A Pre-Planned Inferno: Nine Hindus Escape Deadly Arson Attack in Bangladesh, Left Destitute as the State Offers No Relief
- In Current Affairs
- 06:56 PM, Dec 25, 2025
- Vladimir Adityanaath
At around 3 a.m. on December 20, 2025, as West Banik Para in Ward №5 of Rauzan Upazila, while the Chattagram District slept, an attack unfolded behind closed doors. The homes of Anil Shil and Sukha Shil were locked from the outside. Clothes soaked in kerosene were placed against the walls and roof. Moments later, both houses were set ablaze, trapping nine Hindu men, women, and children inside.
This was not a burglary gone wrong or an act of random vandalism. Mithun Shil, one of the victims, has stated unambiguously that the purpose of the arson was to kill him and his family. There was no feud, no land dispute, no personal enmity to explain the violence.
The attackers ensured escape would be impossible, locking or barring all exits before setting the fires. What followed was a fight for life measured not in minutes but in seconds. As flames climbed and smoke choked the rooms, the trapped families hacked openings through their tin walls and forced their way out. They fled with nothing. Not their belongings. Not their passports or identity documents. Not even their domesticated geese. Mithun Shil claims that his family alone has suffered financial losses of at least 10 lakh (1 million) Bangladeshi Taka (BDT).
By dawn, the house was gone — reduced to ash and a few blackened pillars. By noon, local Hindu organisations found the women and a child sitting silently on a borrowed bed frame under the open sky, alive by chance.
The official description, familiar and evasive, followed quickly: “unknown miscreants.”
In Bangladesh, this phrase has become a shield for deflecting accountability even as patterns repeat themselves with chilling regularity. Rauzan knows this pattern well. Four Hindu families and one Buddhist family in the same region were targeted in similar arson attacks [1].
These are not isolated sparks. They are part of a larger, documented blaze.
According to the Bangladesh Hindu Buddhist Christian Unity Council, between August 4, 2024, and June 30, 2025, there were approximately 2,010 to 2,244 incidents of violence against minorities, including Hindus. The numbers themselves are staggering. The response to them is even more so.

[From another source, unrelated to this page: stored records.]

PR #15, opened 2025-04-16
remove panics

nicholascioli:
This commit removes all uses of `expect`s and `unwrap`s in favor of `Result`s and proper error handling.

It also enables clippy's `#![deny(clippy::expect_used)]` and `#![deny(clippy::unwrap_used)]` so that future code errors on any uses of it.

### DIFF
--- a/crates/mcp-apollo-server/src/operations.rs
+++ b/crates/mcp-apollo-server/src/operations.rs
@@ -1,7 +1,6 @@
 use std::collections::HashMap;
 
-use apollo_compiler::ast::{Document, OperationType, Selection};
-use apollo_compiler::validation::WithErrors;
+use apollo_compiler::ast::{OperationType, Selection};
 use apollo_compiler::{
     Name, Node, Schema as GraphqlSchema,
     ast::{Definition, OperationDefinition, Type},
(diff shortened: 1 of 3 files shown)


crates/mcp-apollo-server/src/operations.rs
```diff
@@ -34,60 +59,62 @@ impl From<Operation> for Tool {
 }
 
 impl Operation {
-    pub fn new(
+    pub fn from_spec(
```
Jephuff: maybe from_document?
```suggestion
    pub fn from_document(
```

crates/mcp-apollo-server/src/operations.rs
```diff
@@ -34,60 +59,62 @@ impl From<Operation> for Tool {
...
+            .map_err(OperationError::GraphQLDocument)?;
 
-        let mut operation_defs = document.definitions.iter().filter_map(|def| match def {
+        let mut operation_defs = document.definitions.into_iter().filter_map(|def| match def {
             Definition::OperationDefinition(operation_def) => Some(operation_def),
             Definition::FragmentDefinition(_) => None,
             _ => {
-                eprintln!(
+                tracing::error!(
+                    spec=?def,
```
Jephuff, line 53: what is this 👀

crates/mcp-apollo-server/src/operations.rs
```diff
@@ -16,6 +17,30 @@ use rmcp::{
 };
 use serde_derive::Serialize;
 
+#[derive(Debug, thiserror::Error)]
```
pubmodmatt: It's common to have errors in a separate `errors` module - thoughts on that?

crates/mcp-apollo-server/src/operations.rs
pubmodmatt: or just `parse`?

crates/mcp-apollo-server/src/operations.rs
nicholascioli: It just prints it out with the key `spec` using the debug implementation for printing!

crates/mcp-apollo-server/src/operations.rs
nicholascioli: I feel like parse implies that it implements [`FromStr`](https://doc.rust-lang.org/std/str/trait.FromStr.html), so I'll go with `from_document`!

crates/mcp-apollo-server/src/operations.rs
nicholascioli: Moved!

crates/mcp-apollo-server/src/operations.rs
Jephuff: ooh neat!

PR #17, opened 2025-04-17
setup cli headers

Jephuff:
Allows headers to be passed in to the graphql fetch so users can control any that they need.


crates/mcp-apollo-server/src/main.rs
```diff
@@ -36,6 +36,10 @@ struct Args {
     /// The GraphQL endpoint the server will invoke
     #[clap(long, short = 'e', default_value = "http://127.0.0.1:4000")]
     endpoint: String,
+
+    /// The GraphQL endpoint the server will invoke
```
pubmodmatt:
```suggestion
    /// Headers to send to endpoint
```

PR #21, opened 2025-04-18
add persisted queries manifest support

nicholascioli:
This commit adds support for the persisted query manifest format when loading operations.


nicholascioli:
Closing in favor of #24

For the victims, the aftermath is often as brutal as the attack itself. Homes are destroyed. Livelihoods erased. Identity papers, passports, savings — gone in minutes. Women and children are displaced overnight, left dependent on charity rather than protection. And almost invariably, there is no compensation.
To date, there is only one confirmed and publicly documented instance of the unelected Yunus regime announcing financial assistance to a Hindu victim of communal violence. One — amid thousands of reported cases across the country.
This absence is not merely an administrative failure. It reflects a hierarchy of lack of concern. It signals that survival is the ceiling of expectation, not justice. That rebuilding is a private burden. That recognition, repair, and restitution are optional, not obligations.
Amit Parial, a Chattagram-based Hindu rights activist, puts it bluntly, “I do not seek justice because I know that, in practice, it is treated as a crime to be born Hindu in Bangladesh.” [3]
Such testimonies are uncomfortable, but they are not anomalous. They reflect a widening gap between constitutional promise and lived reality. Bangladesh’s guarantees of equality and religious freedom exist on paper. On the ground, they dissolve at the first spark of organised violence.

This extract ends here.